I had a script like this:
while ($health -ne 'healthy') {
$elapsedTime = $(get-date) - $StartTime
Write-Output "--- Waiting for service to become ready - $($elapsedTime.Seconds) seconds"
if ($elapsedTime.Seconds -lt 120)
{
Start-Sleep -s 30
$health = docker inspect --format '{{ .State.Health.Status }}' service
} else
{
Write-Output '--- Recreating service'
docker-compose up -d --no-deps --force-recreate service
$StartTime = $(get-date)
}
}
To my horror, I found that $elapsedTime.Seconds
was going back to 0 after the second sleep interval i.e. 60 seconds. Hence,
the recreation service step was never being executed.
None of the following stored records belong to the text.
PR #420, opened 2024-07-20
Added ability to add presets to the sunrise and sunset face

voloved:
I made it easy to cycle through other hardcoded coordinates in the sunrise senset face by pressing the `light` button.
If no presets are added except for the default, then it behaves exactly the same as it already does.
Adding more presets only will change the LED functionality, where a long-press causes the LED to start and clicking the LED button cycles. Holding the Alarm button when on a preset will default back to the default coordinates screen.

Example of adding other coordinates in my 'sunrise_sunset.h' file:
```
static const long_lat_presets_t longLatPresets[] =
{
    { .name = "  "},  // Default, the long and lat get replaced by what's set in the watch
//    { .name = "Ny", .latitude = 4072, .longitude = -7401 },  // New York City, NY
//    { .name = "LA", .latitude = 3405, .longitude = -11824 },  // Los Angeles, CA
//    { .name = "dE", .latitude = 4221, .longitude = -8305 },  // Detroit, MI
};
```

https://github.com/user-attachments/assets/6673804f-f45a-4989-8bc3-a085ed98d219

### DIFF
--- a/movement/watch_faces/complication/sunrise_sunset_face.c
+++ b/movement/watch_faces/complication/sunrise_sunset_face.c
@@ -399,7 +399,7 @@ bool sunrise_sunset_face_loop(movement_event_t event, movement_settings_t *setti
                 movement_request_tick_frequency(4);
                 _sunrise_sunset_face_update_settings_display(event, context);
             }
-            else{
+            else {
                 state->active_digit = 0;
                 state->page = 0;
                 _sunrise_sunset_face_update_location_register(state);
--- a/movement/watch_faces/complication/sunrise_sunset_face.c
+++ b/movement/watch_faces/complication/sunrise_sunset_face.c
@@ -372,7 +372,7 @@ bool sunrise_sunset_face_loop(movement_event_t event, movement_settings_t *setti
             else if (!state->page) movement_illuminate_led();
             break;
         case EVENT_LIGHT_BUTTON_UP:
-            if (state->page == 0) {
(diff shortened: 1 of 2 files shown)


movement/watch_faces/complication/sunrise_sunset_face.h
```diff
@@ -53,6 +53,7 @@ typedef struct {
     uint8_t active_digit;
     bool location_changed;
     watch_date_time rise_set_expires;
+    uint8_t longLatToUse;
```
theAlexes, line 56: please add new members to the end of the struct

movement/watch_faces/complication/sunrise_sunset_face.c
```diff
@@ -370,12 +388,23 @@ bool sunrise_sunset_face_loop(movement_event_t event, movement_settings_t *setti
...
+                _sunrise_sunset_face_update(settings, state);
+                break;
+            }
                 state->page++;
                 state->active_digit = 0;
                 watch_clear_display();
                 movement_request_tick_frequency(4);
                 _sunrise_sunset_face_update_settings_display(event, context);
             }
+            else{
```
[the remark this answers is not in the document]
voloved: done

movement/watch_faces/complication/sunrise_sunset_face.h
voloved: done

theAlexes (approved):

What’s going on? Let’s write a test script:
$StartTime = $(get-date)
$StartTime
$health = 'unhealthy'
while ($health -ne 'healthy') {
$CurrentTime = $(get-date)
$elapsedTime = $CurrentTime - $StartTime
$elapsedTime
$elapsedTime.Seconds
Start-Sleep -s 5
}
When you run the above script, a key part of the output which tells us the story is:
...
50
Ticks : 551435810
Days : 0
Hours : 0
Milliseconds : 143
Minutes : 0
Seconds : 55
TotalDays : 0.000638235891203704
TotalHours : 0.0153176613888889
TotalMilliseconds : 55143.581
TotalMinutes : 0.919059683333333
TotalSeconds : 55.143581
55
Ticks : 601789252
Days : 0
Hours : 0
Milliseconds : 178
Minutes : 1
Seconds : 0
TotalDays : 0.000696515337962963
TotalHours : 0.0167163681111111
TotalMilliseconds : 60178.9252
TotalMinutes : 1.00298208666667
TotalSeconds : 60.1789252
..
Notice how the Seconds
property rolls back to 0 after the first 60 seconds? That’s because, the Minutes
property is now 1.
So, always use TotalSeconds
instead of Seconds
. Similarly, TotalMinutes
, TotalHours
and TotalDays
.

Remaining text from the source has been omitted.